My class doesn't start for another two weeks, so I'm in the process of finalizing the curriculum and syllabus. As it relates to my practicum, though, I'm approaching it with the following goals:
- Discern the call to educational ministry by the practice of teaching
- Explore pedagogical approaches engaging various learning styles with mixed delivery/media
- Reflect critically on secularity in Christian institutions of higher education, explore alternatives
- Smith, David A. and James K.A. Smith. Teaching and Christian Practices: Reshaping Faith and Learning. Grand Rapids, Mi.: Eerdmans, 2011.

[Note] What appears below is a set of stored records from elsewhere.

PR #2673, opened 2024-08-18
Added translation keys for FileKindStats, general (settings) and StarfieldEffect components

artsiom-voitas:
- Added translation keys for `FileKindStats`, `general` (settings) and `StarfieldEffect` components. 
- Translated those keys on Belarusian and Russian.
- Shortened string translation on Belarusian and Russian languages, which deforms the appearance of the Logout button
- Added counters into `getWording() ` translation variables, so we can use plural translation with the right words for specific languages
- Removed unnecessary translation keys in all languages (for example, `file_two file_many` which did nothing for almost every language, except Arabic)


interface/locales/ar/common.json
```diff
@@ -88,12 +86,14 @@
   "config": "Config",
   "configure_location": "تكوين الموقع",
   "confirm": "Confirm",
+  "Connect": "يتصل",
```
ameer2468, line 89: As a native Arabic speaker, this should be اتصل

interface/locales/ar/common.json
```diff
@@ -88,12 +86,14 @@
...
   "connect_cloud": "Connect a cloud",
   "connect_cloud_description": "Connect your cloud accounts to Spacedrive.",
   "connect_device": "Connect a device",
   "connect_device_description": "Spacedrive works best on all your devices.",
   "connect_library_to_cloud": "قم بتوصيل المكتبة بـ Spacedrive Cloud",
   "connected": "متصل",
+  "Connecting": "توصيل",
```
ameer2468, line 96: This should be: الاتصال

ameer2468 (approved):

Issue #1560, opened 2023-10-13
"Open With" list order is random


dylanbr0wn:
### Describe the bug

Opening context menu of a file and opening the Open With submenu produces an unordered list of results that changes each time it is opened. There is also a significant delay from when list is open to when it is populated or updated.

https://github.com/spacedriveapp/spacedrive/assets/40218657/8eda3954-98d9-4201-8913-0226c77b9abd

### Reproduction

1. Open Spacedrive and navigate to a file
2. Open Context menu of the file
3. Hover over the Open With option

### Expected behavior

I would expect this list to be ordered alphabetically, perhaps with my default application for this specific file type as the first option. Would also expect this list to be populated when dropdown is opened and not after. 

### Platform and versions

```Shell
pnpm --version && cargo --version && rustc --version:
8.9.0
cargo 1.73.0 (9c4383fb5 2023-08-26)
rustc 1.73.0 (cc66ad468 2023-10-03)

OS:
ProductName:		macOS
ProductVersion:		14.0
BuildVersion:		23A344
```

killua1zoldyck:
If no one is working on this, can I work on this?

HeavenVolkoff:
Sure, go ahead @killua1zoldyck, I'll assign this issue to you. I agree with what you wrote in the `expected behavior`, only point I would add is that if there is an API that returns a list of apps already sorted by preference/most used to prefer that over alphabetic order (If I remember correctly this worked correctly at some point in time, some bug must have cropped up somewhat recently)

Below is where most of the logic for this feature is located. Native, backend and front-end:
 
Linux:
https://github.com/spacedriveapp/spacedrive/blob/main/apps/desktop/crates/linux/src/app_info.rs#L75-L122

macOS:
https://github.com/spacedriveapp/spacedrive/blob/main/apps/desktop/crates/macos/src-swift/files.swift#L30-L105

Windows:
https://github.com/spacedriveapp/spacedrive/blob/main/apps/desktop/crates/windows/src/lib.rs#L55-L94

Backend:
https://github.com/spacedriveapp/spacedrive/blob/main/apps/desktop/src-tauri/src/file.rs#L110-L256

Front-end:
https://github.com/spacedriveapp/spacedrive/blob/main/interface/app/%24libraryId/Explorer/ContextMenu/OpenWith.tsx

MadisonKonig:
Is it fine to just have this be fixed on the front-end? It's just a single line of code to sort the list that is shown.

[...]

PR #2697, opened 2024-09-08
Fix "open with" list ordering

MadisonKonig:
#1560

Closes "Open With" list order is random

Fixed the bug both on the front end, and on the back end. 

For the front, it's just a simple sorting of the values by name. 

For the back, the problem arose as it's initially put into a HashSet, which doesn't keep and order. Thankfully it is turned into a Vec before propagating as a result.  I would have liked to keep it all nested in one tidy chain of function calls, but sort doesn't return anything.
<https://users.rust-lang.org/t/chaining-functions-yields-error-method-not-found-in/93252/4>

I think @iLynxcat mentioned that it's better to do it on the backend, but the front end works just fine too since it'll be a small list. But I'll give both as solutions, and let you decide which to keep :)


iLynxcat:
let's keep the JavaScript sorting now, seems that locale-sensitive compare doesn't work as we'd expect in Rust. (e.g. apps would be ordered Ferris, FeWheel, Férris [mind my terrible example], instead of Ferris, Férris, FeWheel)

MadisonKonig:
I'm a bit confused, as the JavaScript is using `localeCompare()`, but you're wanting to keep it even though it's not meeting expectations? Did you mean to type Rust?

iLynxcat:
> I'm a bit confused, as the JavaScript is using `localeCompare()`, but you're wanting to keep it even though it's not meeting expectations? Did you mean to type Rust?

didn't type super clearly there; proper Unicode-respecting comparison/sorting does not work as expected in Rust, and does in JS as I understand it

iLynxcat (approved):
Thanks for contributing this, it's been a petty annoyance for some users who'll be relieved it's fixed!

PR #2715, opened 2024-09-20
Add SQLite pragmas to optimize performace

jamiepine:
This PR optimizes SQLite performance by configuring key PRAGMA settings, including:

	•	Enabling Write-Ahead Logging (journal_mode = WAL) for improved concurrency.
	•	Setting synchronous = NORMAL to balance durability and performance.
	•	Increasing memory-mapped I/O size to 512MB for faster database access.
	•	Limiting the journal file size to 64MB to prevent excessive disk usage.
	•	Setting the cache size to 10,000 pages (~40MB) for faster reads.

These changes aim to enhance database performance, especially in environments with concurrent transactions.

### DIFF
--- a/.cspell/project_words.txt
+++ b/.cspell/project_words.txt
@@ -34,6 +34,7 @@ lütke
 marietti
 mehrzad
 Mjpeg
+Mmap
 mytton
 narkhede
 naveen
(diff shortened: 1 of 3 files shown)


mercxry (approved):

iLynxcat (approved):
nice! performance boost is always great

PR #2728, opened 2024-09-25
Close file handle after getting its index (windows)

### LINKED ISSUE #2725: Handle leak in Windows
### Check for other issues

### Issue description

When Spacedrive index new locations, its handle count increases and does not decrease again. This causes Windows to slow down.

### Steps to reproduce

1. Open Task Manager, choose to show Handles column, observe sd-desktop.exe
2. Click on Add Location, select location with lots of files
3. Observe Handles count increase

### Platform and versions

- OS: Windows 11
- Spacedrive: v0.4.2 - 0af8dbf

</pre></details>

### Stack trace

_No response_

### Additional context

High handle count in Windows will make the OS slow. It does not show up on any CPU time measurement, but the whole machine feels sluggish. When I noticed it was slow, I found Spacedrive having nearly 500.00 handles open. Killing the process fixed the issue (after a minute or so).

### Code of Conduct

matheus-consoli:
We're using the raw Windows API to read the file index ("inode"), but forgetting to close the handle after reading the metadata causing a leak of file handles.

This PR fixes the issue by manually closing the handle.

It will be better to use `MetadataExt::file_index` in the future once it gets stabilized.

Closes #2725

### DIFF
--- a/core/crates/file-path-helper/src/lib.rs
+++ b/core/crates/file-path-helper/src/lib.rs
@@ -103,11 +103,13 @@ pub fn path_is_hidden(path: impl AsRef<Path>, metadata: &Metadata) -> bool {
 }
 
 #[cfg(target_family = "windows")]
+// TODO(matheus-consoli): rewrite this function using a safe API once `MetadataExt::file_index` got stabilized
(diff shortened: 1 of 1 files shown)


matheus-consoli:
before this pr:
image


after it:
image

indexing the same location

fogodev (approved):

PR #2735, opened 2024-09-26
Better font rendering & light theme improvements

jamiepine:
Shifted font weights to overall lighter weight, I feel like the difference on macOS at least is amazing, bolder fonts for UI can look off, compared to Finder, here you can see a before and after in light theme.

This PR will include tweaked light versions of all icons, for now its just the document and it already looks better.
Screenshot 2024-09-26 at 2 05 13 PM


jamiepine:
Closing as part of v2 rewrite transition

PR #2741, opened 2024-09-29
Organize and clean up internationalization file keys

iLynxcat:
Lots of files were ordered wrong, had uppercase/inconsistent key names, overall the whole thing was a mess. We should probably put something in place to ensure these don't get messed up like this again but probably not worth the time and effort at this exact moment

Having files formatted wrong makes editing translations via i18n Ally a pain since the extension reformats everything every time you make an edit within the extension

Closes ENG-1922


Rocky43007 (approved):
LGTM

PR #2745, opened 2024-09-30
Handle thumbnail encoder error

### LINKED ISSUE #2736: webp dimension issue of some kind causing crash on start
### Check for other issues

### Issue description

When trying to start spacedrive after giving it some files to look at, it panics immediately using the webp crate ... not really sure what's going on beyond that.

### Steps to reproduce

_No response_

### Platform and versions

- OS: Gentoo
- Spacedrive: latest alpha ... 0.4.2 or something?

### Stack trace

```shell
2024-09-27T00:05:52.703833Z ERROR sd_core: panicked at /home/runner/.cargo/registry/src/index.crates.io-6f17d22bba15001f/webp-0.2.6/src/encoder.rs:70:44:
called `Result::unwrap()` on an `Err` value: VP8_ENC_ERROR_BAD_DIMENSION, panic.file: "/home/runner/.cargo/registry/src/index.crates.io-6f17d22bba15001f/webp-0.2.6/src/encoder.rs:70", panic.column: 44
at core/src/lib.rs:290
```

### Additional context

_No response_

### Code of Conduct

matheus-consoli:
When generating thumbnails, we may crash if the file is invalid, e.g. has an invalid width or height.

The application shouldn't crash, but report the invalid file as a non-critical error and keep processing the remaining files.

This PR does that by not calling the [`Encoder::encode`](https://github.com/jaredforth/webp/blob/4e7616a0a62bc4a78a9c63cfd3040fdd6757f92b/src/encoder.rs#L70), which `.unwrap`s, but rather calling `Encoder::encode_simple` and handling its result.

Closes #2736

### DIFF
--- a/core/crates/heavy-lifting/src/media_processor/helpers/thumbnailer.rs
+++ b/core/crates/heavy-lifting/src/media_processor/helpers/thumbnailer.rs
@@ -363,7 +363,7 @@ fn inner_generate_image_thumbnail(
 		)
 	})?;
 
-	let thumb = encoder.encode_advanced(&*WEBP_CONFIG).map_err(|reason| {
+	let thumb = encoder.encode_advanced(&WEBP_CONFIG).map_err(|reason| {
 		thumbnailer::NonCriticalThumbnailerError::WebPEncoding(
 			file_path.clone(),
 			format!("{reason:?}"),
--- a/core/crates/heavy-lifting/src/media_processor/helpers/thumbnailer.rs
+++ b/core/crates/heavy-lifting/src/media_processor/helpers/thumbnailer.rs
@@ -32,7 +32,7 @@ use tokio::{
 };
 use tracing::{error, instrument, trace};
 use uuid::Uuid;
-use webp::Encoder;
+use webp::{Encoder, WebPConfig};
 
 // Files names constants
 pub const THUMBNAIL_CACHE_DIR_NAME: &str = "thumbnails";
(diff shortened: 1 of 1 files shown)


core/crates/heavy-lifting/src/media_processor/helpers/thumbnailer.rs
```diff
@@ -354,10 +354,19 @@ fn inner_generate_image_thumbnail(
...
 
+	let thumb = encoder
+		.encode_simple(false, TARGET_QUALITY)
+		.map_err(|reason| {
+			thumbnailer::NonCriticalThumbnailerError::WebPEncoding(
+				file_path.clone(),
+				format!("{reason:?}"),
+			)
+		})?;
+
```
HeavenVolkoff, line 365: Looking into `webp` crate source, the `encode_simple` method also has a unwrap inside it:

https://github.com/jaredforth/webp/blob/main/src/encoder.rs#L78-L88

Maybe we should user `encode_advanced` instead, and have a single `WebPConfig` instance that is created during the thumbnailer init

HeavenVolkoff (changes requested):

core/crates/heavy-lifting/src/media_processor/helpers/thumbnailer.rs
matheus-consoli: The config now is a static variable, and every call to the thumbnailer uses it.
I `.expect`ed on its creation, which is basically the same thing as `unwrap` + context, but as it only occurs once in the application's lifetime, I think it's ok.

HeavenVolkoff (approved):
LGTM

PR #2746, opened 2024-09-30
Remove dependency on `once_cell` and use `std` types

matheus-consoli:
`once_cell` was broadly used by the Rust community, but nowadays the Rust's standard library offers the same functionality. Removing a dependency is always good.


fogodev (dismissed):

matheus-consoli:
removed from the queue because of a conflict with https://github.com/spacedriveapp/spacedrive/pull/2745

fogodev (approved):

PR #2748, opened 2024-10-01
Fix Inspector notes

jamiepine:
Notes in the Inspector work now... not that anyone noticed they didn't 🥲
- Ensure note value updates when prop data changes.
- Fixed a rendering bug in MediaData caused by separate metadata functions leading to inconsistent updates. Replaced them with a single renderMetadata function for better consistency.
- Added a Valtio store in Note.tsx to cache note values across files, prioritizing cached values unless the backend value changes.


ameer2468:
Tested and works great! 

lgtm

ameer2468 (approved):

PR #2798, opened 2024-11-05
Add `node-gyp` dependency to `scripts`

iLynxcat:
This PR adds `node-gyp` as a dependency in `scripts`, fixing an issue where if `node-gyp` isn't globally installed the install command for `registry-js` (a dependency of `os-proxy-config`) would fail, forcing other install and postinstall scripts to be forcefully aborted with it.


HeavenVolkoff (approved):
LGTM

PR #2813, opened 2024-11-16
Fix issue with Node 23

fogodev:
I was having issues trying to launch spacedrive in dev mode due to updating my Node to version 23. So I tried to fix it, changing the desktop app to use ES Modules instead of CommonJS. 

I'm not too sure as TS isn't much my thing, so this PR needs a proper reviewing from some TS guys.

### DIFF
--- a/apps/desktop/.eslintrc.mjs
+++ b/apps/desktop/.eslintrc.mjs
@@ -1,4 +1,4 @@
-module.exports = {
+export default {
 	extends: [require.resolve('@sd/config/eslint/web.js')],
 	parserOptions: {
 		tsconfigRootDir: __dirname,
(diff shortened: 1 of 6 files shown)


iLynxcat (commented):
Tailwind supports `.config.ts` now, we should test to see if it works in our environment if we’re already renaming it

iLynxcat:
We have a `nvmrc`, though — we should update this to 23 if it’s supported everywhere or you should use a node version manager (like `fnm`, which I use) to automatically switch to the correct Node version https://github.com/spacedriveapp/spacedrive/blob/main/.nvmrc

jamiepine:
Closing as part of v2 rewrite transition

PR #2839, opened 2024-12-21
[ENG-1402] Drag & drop into OS

Rocky43007:
This PR adds functionality to drag and drop files from Spacedrive into the OS


Rocky43007:
It freezes the Drag Overlay UI, but otherwise, the functionality exists and works, even with multiple files.

PR #1135, opened 2023-03-25
Fix Issue #749

### LINKED ISSUE #749: Destroyed Terrain May Not Be Actually There 100%
I noticed terrain that is destroyed appears to be repaired when the day changes, but something in the game or save file remembers what was destroyed and re-destroys it on a game load, even immediately after saving the game. Also, city walls that get destroyed are still able to be driven through by ground vehicles (or at least the Griffon for now) even after they appear to be repaired. Flying vehicles don't seem to be able to do this, however. Please see the following videos: https://youtu.be/hQ__bNFvIWM     https://youtu.be/9xRrLQN6AcY

Roads/ramps seem to be affected as well as my Griffon wouldn't travel on one of the ramps to get up to a higher level road.

This was done in OpenApoc-v0.2.0.2-12-g8f8b94c1 with V6.1 of EWM. I have also attached a save file to show this.

[save_City Wall Bug.zip](https://github.com/OpenApoc/OpenApoc/files/3592772/save_City.Wall.Bug.zip)

kgd192:
Fix #749 
Fix reset destroyed state of tile

### DIFF
--- a/game/state/city/scenery.cpp
+++ b/game/state/city/scenery.cpp
@@ -1641,6 +1641,7 @@ void Scenery::repair(GameState &state)
 	}
 	damaged = false;
 	falling = false;
+	destroyed = false;
 	if (tileObject)
 	{
 		tileObject->removeFromMap();


FilmBoy84:
Thanks for the fix
Good spot kgd192
🍻

Issue #1072, opened 2021-10-27
Proximity Weapons (Proximity Mine and Boomeroid etc.) Have ambiguous wording and controls for use


FilmBoy84:
**Describe the bug**
On a recent stream it became clear that proximity mines such as the MarSec Proximity Mine and Alien Boomeroid use ambiguous terminology when priming them for the intended use

Currently they can be set to "Activates Now"  - which the game treats as exploding on landing (proximity trigger disabled causing it to operate as a grenade that detonates on impact) and "Delay = 0"  - which means that the device will explode immediately on detecting something within the proximity range set by the player (the expected behavior for most users, but NOT the default)

This is very confusing as "Activates now" suggests that it will activate with the proximity trigger enabled immediately, not that it will detonate on landing/dropping. "Delay = 0" equally doesn't really explain that it will wait for proximity trigger and then immediately explode

It would be wise to think of a different naming convention for these two modes
I propose that we have something like "Detonates Now - Proximity Disabled" and "Detonates on Proximity Trigger" as replacements for "Activates Now" and "Delay = 0" respectively

**To Reproduce**
See stream from 2:29:32 onward where Quicktime tests a stun mind (EWM mod, though the behaviour is the same with the vanilla mine and boomeroid)

This test also features an instance of #1057 as a thrown mine goes off the world (despite visually being stuck on the tile in the place it should be)

https://www.twitch.tv/videos/1184682999?t=02h29m32s
1. Select Mine in agent inventory
2. Click to set detonation conditions
3. "Activates Now" is set by default and "Delay = 0" can be set via scroll
4. These do not clearly tie to the behaviour of the device when thrown/dropped

**Screenshots**
![image](https://user-images.githubusercontent.com/33913088/139122030-794ee6ef-49c6-43f1-828a-204ca31fa5da.png)
![image](https://user-images.githubusercontent.com/33913088/139122225-01ed9acb-0c95-4c00-a9fb-5f6cf2c0293a.png)

FilmBoy84:
This has been partially resolved in #1145 that fixes the Delay = 0 aspect of this issue

However, the ambiguous naming will likely warrant a new string to resolve - as the translation structure and mechanism is something being worked on by JonnyH we cannot resolve that aspect yet until we are confident there will not be a conflict with his work

Therefore, this issue will remain open until fully resolved

PR #1145, opened 2023-03-28
Fix the confusing naming of proximity mine delay

Kurtsley:
Addresses #1072.

I'm putting this PR forward as a step in the right direction, but more work has to be done. As discussed in issue 1072, the wording of the proximity mines is a bit confusing. This changes the wording of Activates Now to Detonates Now.

Ex.
det1

 The issue of delay == 0 was some sort of rounding or math error and has been corrected. The delay slider now reads correctly in seconds and counts up by one quarter second until 7.5. To match the original game timer length of 7.5 seconds, I had to add one to the max value of the delay slider. The delay slider now maxes out at 30 instead of 29.

Ex.
det2

I noticed that the "Activates Now" string is present in the ufo_string translation files and adding another phrase without translating it could be a problem. This was not tested in another language, so using the tr() function with the new string may cause a crash. If this change is permanent, "Detonates Now" will probably have to be translated and added to those files. I left a comment that addresses this.

### DIFF
--- a/data/forms/battle/battle_rt_tab3.form
+++ b/data/forms/battle/battle_rt_tab3.form
@@ -62,7 +62,7 @@
       <scroll id="DELAY_SLIDER">
         <position x="263" y="75"/>
         <size width="116" height="15"/>
-        <range min="0" max="29"/>
+        <range min="0" max="30"/>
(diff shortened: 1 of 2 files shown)


FilmBoy84:
@JonnyH as you are working on translation updates, are you please able to advise how those changes will interact with this Pull please?

Kurtsley:
I'm going to remove the new text as I feel that the timer change is important in itself. I I will leave a comment about changing the phrase in the future.

Issue #1127, opened 2023-02-25
Clicking an icon does not bring up the equip menu


Kurtsley:
In the original game, when the icon of a vehicle or player is clicked, you are taken to the equip screen. Clicking the name will highlight the vehicle or player and not open the equip menu. In OpenApoc currently, clicking either side will only highlight the vehicle or player.

For example, clicking the icon on the left opens the equip menu for the vehicle, while clicking the name highlights the vehicle.
![apocscreen](https://user-images.githubusercontent.com/73447098/221334609-1a599c4b-8eb9-4871-8626-792127c7f922.png)

kgd192:
The Equip Screen now opens on a RIGHT Clicks, looks like quality of life feature

PR #1146, opened 2023-03-30
Add option to left click icon to open equip menu

Kurtsley:
Addresses #1127 by adding an option to open the agent or vehicle equip screen by left clicking the icon. This restores the functionality from the original game where it was possible to right OR left click the icon to open the equip menu. To be clear, this option does not remove the ability to open the equip menu using right click, it just adds the left click and is disabled by default.


Kurtsley:
Actually, should this be lumped in with the vanilla cityscape controls?

FilmBoy84:
> Actually, should this be lumped in with the vanilla cityscape controls?

Probably an idea to
The options menu is not the best ordering at the moment
But if we try and get some coherency going forward it will save the job of doing a massive reordering later :D

Kurtsley:
I will look into that reorder. Probably a separate PR though.

FilmBoy84:
Agreed, best as another PR

Just a heads up, this now has conflicts with the changes added by #1150 on merger

PR #1149, opened 2023-03-31
Add mouse scroll wheel changes vertical levels in battlescape

Kurtsley:
This PR adds an option that lets the mouse scroll wheel change the vertical level in the battlescape. Since this wasn't in vanilla, I decided to disable it by default but would like some input on whether this should be the default option.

- Smith, James K.A. Desiring the Kingdom: Worship, Worldview, and Cultural Formation. Vol. 1, Cultural Liturgies. Grand Rapids, Mi.: Baker Academic, 2009.
- Fish, Stanley Eugene. The Trouble with Principle. 1st Harvard University Press pbk. ed. Cambridge, Mass.: Harvard University Press, 2001.
- MacIntyre, Alasdair. After Virtue: A Study in Moral Theory. 2nd ed. Notre Dame, In.: University of Notre Dame Press, 1984.
I'm already about half-way through the first book on teaching, and it's been very helpful on a number of levels. First of all, it summarizes MacIntyrian virtue theory in an amazingly simple, efficient manner. Next, it's a book full of great case studies, with chapters submitted by college professors who actually tried to reimagine how they teach in light of virtue theory and Christian practices, and then wrote about their findings. I already have ideas for my teaching gig. Great stuff.
In the coming months I'll likely be talking more about these things - teaching, secularity, and virtue theory - since the list above will inform much of what I'm chewing in, intellectually, until I graduate.